# And the wind was perfect....



## north slope (Sep 8, 2007)

This is what happens when the wind is in Tracks favor...


----------



## Guitarfanatic (Jan 3, 2014)

Very cool!


----------



## TEX-O-BOB (Sep 12, 2007)

...and his goofy master doesn't know how to get his shadow out of the frame


----------



## north slope (Sep 8, 2007)

And it was the only way I could think of to get in the picture.


----------



## TEX-O-BOB (Sep 12, 2007)

You couldn't take a step to the right and get your shadow out of the frame?

Oh well, it don't matter much anyway. You got out and killed a limit of chukars and I didn't... Pretty cool what a good dog can do when conditions are perfect eh? ;-) Kinda like being the only one on the Provo River when a stellar hatch comes off and every fish in the river is up on dries...


----------



## TAK (Sep 9, 2007)

TEX-O-BOB said:


> You couldn't take a step to the right and get your shadow out of the frame?
> 
> Oh well, it don't matter much anyway.
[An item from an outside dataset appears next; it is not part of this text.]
PR #734, opened 2022-10-06
Task updated by SUPERUSER | APPOWNER on the task will be logged 

ivinayakg:
## How will this work?
- Will create a new log and save to the database about the event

You got out and killed a limit of chukars and I didn't... Pretty cool what a good dog can do when conditions are perfect eh? ;-) Kinda like being the only one on the Provo River when a stellar hatch comes off and every fish in the river is up on dries...


Did he get a Shorthair????


----------



## north slope (Sep 8, 2007)

No Tom not a short hair. Track is a pure breed, I leave all that trailer trash short hair mess in your hands:shock:


----------



## outdoorser (Jan 14, 2013)

Sweet. Looks like a great day!


----------